Walks Around Beddgelert Des Marshall
Beddgelert, Gelert's Grave, is one of the most beautiful villages in North Wales and is reputed to be named after the legendary hound Gelert. However, the village possibly came by its name after an early Christian missionary and leader called Celert, or Cilert, settled here in the 8thC. The earliest record of Beddgelert appears in 1258 when it was recorded as Bekelert, whilst in 1269 it is recorded as Bedkelerd. The Church of St Mary was originally the chapel of a Benedictine monastery and parts of the building date back to the 12thC. Standing at the confluence of the Afon Glaslyn and the Afon Colwyn the village is situated in a pretty valley. Moel Hebog is the dominant mountain to the west of the village. Caernarfon is 13 miles to the north and Porthmadog is 8 miles to the south. It is also within easy reach of Betws y Coed just 14 miles away.
The central point of the village is the old, arched bridge just upstream of the confluence. The original bridge was destroyed by a catastrophic flood in 1799 and was badly damaged again in the early part of the 20thC. Beddgelert was once a thriving port before The Cob at Porthmadog was built by William Maddocks in 1811. Ships docked at the village of Aberglaslyn (Aber), a small port just below Pont Aberglaslyn, where the tidal river ended.
The dramatic Aberglaslyn Gorge is very close to the village, where the often tumultuous Afon Glaslyn, with its many cataracts, is channeled between the steep wooded and craggy sides of the gorge, which is very pretty in May with a clothing of the pink blossom of rhododendron. The restored Welsh Highland Railway runs between Porthmadog and Caernarfon, passing through the village. The line was formally opened on the 20th April 2011.
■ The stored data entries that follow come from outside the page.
PR #701, opened 2022-11-05
task solved

olei23:


aaananas (changes requested):
image

src/main/java/core/basesyntax/ArrayList.java
```diff
@@ -1,48 +1,101 @@
...
 
+import java.util.NoSuchElementException;
+
 public class ArrayList<T> implements List<T> {
-    @Override
-    public void add(T value) {
+    private static final int DEFAULT_CAPACITY = 10;
+    private static final double SCALE_FACTOR = 1.5;
+    private int size;
+    private Object[] arrList;
```
Rommelua, line 9:
```suggestion
    private Object[] elements;
```
or **elementData**

src/main/java/core/basesyntax/ArrayList.java
```diff
@@ -1,48 +1,101 @@
...
     }
 
     @Override
     public T remove(T element) {
-        return null;
+        for (int i = 0; i < size; i++) {
+            if (element == arrList[i] || element != null && element.equals(arrList[i])) {
+                T value = (T) arrList[i];
+                remove(i);
+                return value;
```
Rommelua, line 61:
```suggestion
                return remove(i);
```

src/main/java/core/basesyntax/ArrayList.java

Almost half of the walks described start from the main car park in the Beddgelert. If you are staying at one of the many B&Bs in the village this has the great advantage of avoiding having to drive to the start of a walk. However, all the other walks can be reached within a few minutes’ drive from the village or, better still, by either bus or train. Directions to reach these starts are given in each walk.
This is a wide variety of walks, some with history, some in the valley and some that are certainly wild mountain excursions. In fact there is a walk for everyone in these pages.